Epigenetic drift underlies epigenetic clock signals, but responds uniquely to various factors

A new research paper titled "Epigenetic drift underlies epigenetic clock signals, but displays distinct responses to lifespan interventions, development, and cellular dedifferentiation" has been published in Aging.

Changes in DNA methylation with age are observed across the tree of life. The stereotypical nature of these changes can be modeled to produce epigenetic clocks capable of predicting chronological age with unprecedented accuracy. Despite the predictive ability of epigenetic clocks and their utility as biomarkers in clinical applications, the underlying processes that produce clock signals are not fully resolved, which limits their interpretability.

In this new study, researchers Emily M. Bertucci-Richter, Ethan P. Shealy, and Benjamin B. Parrott from the University of Georgia developed a computational approach to spatially resolve the within read variability or "disorder" in DNA methylation patterns and test whether age-associated changes in DNA methylation disorder underlie signals comprising epigenetic clocks.

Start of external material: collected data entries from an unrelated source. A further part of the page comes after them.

Issue #284, opened 2024-05-09
Improve docs


anitarua:
- [x] Add [lint rule](https://doc.rust-lang.org/rustc/lints/listing/allowed-by-default.html#missing-docs) for missing docs -> `-W missing_docs` -> do this last to narrow down the warnings
- [x] Add `//!` docs to top-level modules (other modules too if needed?)
- [x] Some dictionary docs in cache_client are missing links to their *Request counterparts
- [x] List length doc example: `cache_clientlist_length` -> `cache_client.list_length` (didn't see it)
- [x] Request docs examples should exercise optional arguments (list concat front/back, probably others)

"Herein, we apply novel read-based strategies to resolve age-associated epigenetic disorder across the mouse genome," the researchers explain.

The team found that epigenetic clock loci are enriched in regions that both accumulate and lose disorder with age, suggesting a link between DNA methylation disorder and epigenetic clocks. They then developed epigenetic clocks that are based on regional disorder of DNA methylation patterns and compared their performance to other epigenetic clocks by investigating the influences of development, lifespan interventions, and cellular dedifferentiation. The researchers identified common responses as well as critical differences between canonical epigenetic clocks and those based on regional disorder, demonstrating a fundamental decoupling of epigenetic aging processes.

"Collectively, we identify key linkages between epigenetic disorder and epigenetic clocks and demonstrate the multifaceted nature of epigenetic aging in which stochastic processes occurring at non-random loci produce predictable outcomes," the researchers conclude.